> _ACTIVITY_: Your task is to copy each line of the material that includes "code".

> _PROVIDED INFORMATION_:
======

PR #57, opened 2022-05-30
Email modal

hexbabe:
### Summary 

This pull request is the first step towards implementing the email modal + template selector sending user flow. All basic functionality for the summer launch is done and hopefully bug-less

Run `yarn` again for good measure

Tried to use component system ZingModal, but the functionality was limited so I had to reach in and change some of its props and modularity.

Further, the feeding the buttons state props causes re-rendering of the entire modal when those states change, so I had to move the buttons into the child component instead.

This all being said, it works now. Most of my changes were in the EditZing dir with new "Email-" prefixed files and styles. I tried to adhere to the new MUI way of styling (with some named styledcomponents here and there) but lmk if things are not implemented correctly with this new system

- [x] implemented basic functionality
- [x] connect with mailer + new edit page (I commented the entrypoint + exitpoints on this PR below)
- [ ] roll out the rest of the templates eventually
- [ ] implement custom message
- [ ] implement editing master template

### Test Plan 

Use insomnia `addStudentSurveyResponse` endpoint to populate class with a ton of groups (5 or more). Make sure that selectedGroups is passed along correctly to the modal and the modal styling looks correct for Step 0. After selecting the template, the next button should become active. Now, on step 1, we should see that the template name is correct and the email preview is also correct (in respect to the template name). Pressing "Send Emails" should then close the modal. Pressing "Back to templates" should take you back to Step 0 and all functionality of Step 0 should be preserved.

Video demo: https://www.loom.com/share/f5f93634ee8c457483b199ece521df6e
Figma node: https://www.figma.com/file/9zueLCvKT7BBMYi8Dt8Ukp/Zing-LSC?node-id=3073%3A227423


frontend/src/modules/Core/Components/ZingModal.tsx
```diff
@@ -13,30 +13,27 @@ import CloseIcon from '@mui/icons-material/Close'
 import React from 'react'
 import { ZingModalProps } from '@core'
 
-const TempDialog = styled(Dialog)(({ theme }) => ({
```
hexbabe, line 16: moved this into the component in order to access props for dynamic styling

frontend/src/modules/Core/Components/ZingModal.tsx
```diff
@@ -58,20 +55,47 @@ const TempDialogTitle = (props: DialogTitleProps) => {
...
+  }))
+
   return (
     <TempDialog
       onClose={props.onClose}
       open={props.open}
       BackdropProps={{
         sx: {
-          backgroundColor: 'rgba(0, 0, 0, 0.7)',
+          backgroundColor: 'rgba(0, 0, 0, 0.3)',
```
hexbabe: adheres to figma better

frontend/src/modules/Core/Components/ZingModal.tsx
```diff
@@ -58,20 +55,47 @@ const TempDialogTitle = (props: DialogTitleProps) => {
...
           '-webkit-tap-highlight-color': 'transparent',
         },
       }}
-      sx={props.sx}
+      // imo sx should go to DialogContent rather than the outermost container
```
hexbabe: sx prop*

frontend/src/modules/EditZing/Components/EmailModalContent.tsx
```diff
@@ -0,0 +1,151 @@
...
+}: EmailModalContentProps) => {
+  const [selectedTemplate, setSelectedTemplate] = useState<TemplateName>(
+    '' as TemplateName
+  )
+  const [step, setStep] = useState<number>(0)
+  const titles = ['Select email template', 'Send emails']
+
+  const RecipientsComponent = () => {
+    let groupNames = ''
+    selectedGroups.forEach((group, index) => {
```
hexbabe: tried to use .reduce here but unfortunately the return type is not of type Group, so :/

frontend/src/modules/EditZing/Components/EmailModalContent.tsx
```diff
@@ -0,0 +1,153 @@
...
+        >
+          Next
+        </Button>
+      )
+    } else {
+      return (
+        <Button
+          onClick={() => {
+            setIsEmailing(!isEmailing)
+            // add something else here that actually sends the emails and a pop-up message saying that it's in-progress then done/fail etc.
```
hexbabe: this would be the exit-point that connects to @notwz mailer

frontend/src/modules/EditZing/Components/EditZing.tsx
```diff
@@ -227,6 +229,14 @@ export const EditZing = () => {
 
   return courseInfo && hasLoadedStudentData ? (
     <StyledContainer>
+      {isEmailing ? (
```
hexbabe: Entrypoint 1 for connecting to new button + edit

frontend/src/modules/EditZing/Components/EditZing.tsx
```diff
@@ -245,8 +255,10 @@ export const EditZing = () => {
           <StyledLogo />
           <StyledText>{courseInfo.names.join(', ')}</StyledText>
         </StyledLogoWrapper>
-        s
-        <Button sx={{ height: '40px', mt: '10px' }}>
+        <Button
+          sx={{ height: '40px', mt: '10px' }}
+          onClick={() => setIsEmailing(!isEmailing)}
```
hexbabe: Entrypoint 2 for connecting to new button + edit

wizhaaa (approved):
Email modal functionality is working so far for me. I suppose I just have to parse the selectedGroups to get each students email and use the email utils to get the email body. Can instantiate that data in the EmailModalContent -> import my emailing function -> pass that data in -> and return an error or success message.

wizhaaa:
also one comment: when selecting groups, the check box only shows up when you hover the group card. may not be intuitive ? unless that is the designers choice. idk just wanted to lyk in case. 

also right now you can send emails when no groups are selected, maybe block it/show a little error msg on the bottom when they try but not a big deal/ doesn't break the functionality so no big deal except maybe that there are no recipients if they want to send an email 

also edit zing student cards are facing the the text clipping issue but may be for future pr ?

Coreball:
@notwz the checkbox only showing up when hovered or selected is intentional design choice. In #53 the send email to button only shows up when at least one group is selected (no support for individual students yet) so once this branch gets those updates from main it should be all good.

frontend/src/modules/Core/Components/ZingModal.tsx
Coreball: According to styled components you should not do this, because it re-creates the TempDialog every render pass. https://styled-components.com/docs/basics#define-styled-components-outside-of-the-render-method (and the example is for a regular styled.div too, not even a more complicated Dialog component)

```
// WARNING: THIS IS VERY VERY BAD AND SLOW, DO NOT DO THIS!!!
```

frontend/src/modules/Core/Components/ZingModal.tsx
Coreball: @mluo24 what do you think

frontend/src/modules/EditZing/Components/EditZing.tsx
Coreball: Instead of
```js
{isEmailing ? <...> : null}
```
You could use
```js
{isEmailing && <...>}
```

frontend/src/modules/EditZing/Components/EditZing.tsx
Coreball: Merge from main into ur branch and update with the new code here

frontend/src/modules/EditZing/Components/EmailModal.tsx
```diff
@@ -0,0 +1,29 @@
...
+      containerWidth={'800px'}
+      containerHeight={'580px'}
+      children={
+        <EmailModalContent
+          selectedGroups={selectedGroups}
+          courseNames={courseNames}
+          isEmailing={isEmailing}
+          setIsEmailing={setIsEmailing}
+        />
+      }
```
Coreball: I assume you know that the children prop means
```js
<ZingModal children={<p>Zing</p>} />
```
Is equivalent to
```js
<ZingModal>
  <p>Zing</p>
</ZingModal>
```
And you wrote it this way for a reason, right

frontend/src/modules/EditZing/Components/EmailModalContent.tsx
Coreball:
```js
const groupNames = selectedGroups
  .map(group => `Group ${group.groupNumber}`)
  .join(', ')
```

frontend/src/modules/EditZing/Components/EmailModalContent.tsx
```diff
@@ -0,0 +1,153 @@
...
+        <Typography variant="h5" component="h5" fontWeight={'900'}>
+          {groupNames}
+        </Typography>
+      </InfoContainer>
+    )
+  }
+
+  const TemplateSelectedComponent = () => {
+    return (
+      <InfoContainer style={{ marginTop: '0.25em', marginBottom: '0.5em' }}>
```
Coreball: Don't feel like InfoContainer/RecipientContainer really needs to be its own reusable component if one of the two places where it's reused, it has style overrides anyway (plus it's just a `display: flex`? Use a Box?

frontend/src/modules/EditZing/Components/EmailModalContent.tsx
```diff
@@ -0,0 +1,153 @@
...
+
+export const EmailModalContent = ({
+  selectedGroups,
+  courseNames,
+  isEmailing,
+  setIsEmailing,
+}: EmailModalContentProps) => {
+  const [selectedTemplate, setSelectedTemplate] = useState<TemplateName>(
+    '' as TemplateName
+  )
```
Coreball: I feel like the `'' as TemplateName` is abusive of TypeScript because we are basically convincing TypeScript that whatever's on the left hand side will be of the correct type, except here we already know `''` is not part of the enum type.

frontend/src/modules/EditZing/Components/EmailPreview.tsx
```diff
@@ -0,0 +1,57 @@
...
+    borderRadius: '5px 5px 0px 0px;',
+  }
+  const BodyAndSubjectSx: SxProps = {
+    color: 'essentials.75',
+    backgroundColor: 'essentials.6',
+    border: '0.5px solid',
+    borderBottom: '0.5px solid #898992;',
+    borderColor: 'essentials.50',
+    padding: '16px',
+  }
```
Coreball, line 28: Alternatively you could pass it a function `theme => ({ ... })` instead of just the object if you want to take advantage of things like `padding: 2` which multiplies the theme's default spacing by 2 (default spacing is 8). Don't need to do this though

frontend/src/modules/EditZing/Components/EmailPreview.tsx
```diff
@@ -0,0 +1,57 @@
...
+      >
+        <Box display={'flex'} flexDirection={'row'}>
+          <Typography fontWeight={800}>Subject: </Typography>&nbsp;
+          <Typography>Study Partners!</Typography>
+        </Box>
+      </Box>
+      <Box
+        sx={{
+          maxHeight: '250px',
+          overflow: 'scroll',
```
Coreball, line 48: I like the overflow here, but just setting `overflowY` looks nicer IMO

frontend/src/modules/EditZing/Components/EmailTemplateButtons.tsx
```diff
@@ -0,0 +1,40 @@
...
+      }}
+    >
+      <Typography variant="h5" component="h5" fontWeight="800" mb="12px">
+        Use an existing template:
+      </Typography>
+      <RadioButtons
+        values={activeTemplates}
+        onClick={handleChange}
+        key={'TemplateRadioButtons'}
+        currentAnswer={selectedTemplate || ''}
```
Coreball: What does this `selectedTemplate || ''` do if `selectedTemplate` is of type string and falsy strings are already `''`

frontend/src/modules/EditZing/utils/emailTemplates.tsx
```diff
@@ -0,0 +1,252 @@
...
+      reply to this email to let us know what’s going on, and we’ll try to help.
+    </div>
+      <br> 
+      <br> 
+    <div> 
+      Take care, 
+      The LSC Staff
+    </div>
+    `
+}
```
Coreball: Does this file have to be named `.tsx`? As far as I can tell there's no JSX in the code and it breaks GitHub's syntax highlighting because the first character of the filename is not capitalized like a react component file

frontend/src/modules/EditZing/utils/emailTemplates.tsx
```diff
@@ -0,0 +1,252 @@
...
+  MATCHED = 'Share matched results',
+  FIRST_NO_MATCH = 'First no match notification',
+  SECOND_NO_MATCH = 'Second no match notification',
+  ADD_STUDENT = 'Request to add student to group',
+  LATE_ADD_STUDENT = 'Request to add student to group (late)',
+  ASK_JOIN_GROUP = 'Ask to join group',
+  CHECK_IN = 'Check in with groups',
+}
+
+export const getBody = (templateName: string, className: string) => {
```
Coreball: Should `templateName` be of type `TemplateName`? I also wonder if the enum could also be a union type of string literals

Coreball (approved):
Approving this for now because it works and we want to move somewhat quickly at the start of the summer. Overall good job, definitely made those designs a reality. Sometimes I know how to easily do assigned developer tasks and sometimes not, and this is the second case, so nice work. Most of my comments are relatively minor, but I would definitely like to see that use of styled() moved out of the function component body.

Also wish the correct GitHub Actions would run

frontend/src/modules/Core/Components/ZingModal.tsx
mluo24: This shouldn't matter anymore. I think the only thing that needs to be amended is the height and width of the container, which is already taken care of by the new props. Everything else can use the new components.

mluo24 (commented):
Take a look at https://github.com/cornell-dti/zing-lsc/pull/59. You're free to merge it/modify as you'd like.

======

> _SOLUTION TO THIS PROBLEM_:
Coreball: Merge from main into ur branch and update with the new code here
Coreball: Does this file have to be named `.tsx`? As far as I can tell there's no JSX in the code and it breaks GitHub's syntax highlighting because the first character of the filename is not capitalized like a react component file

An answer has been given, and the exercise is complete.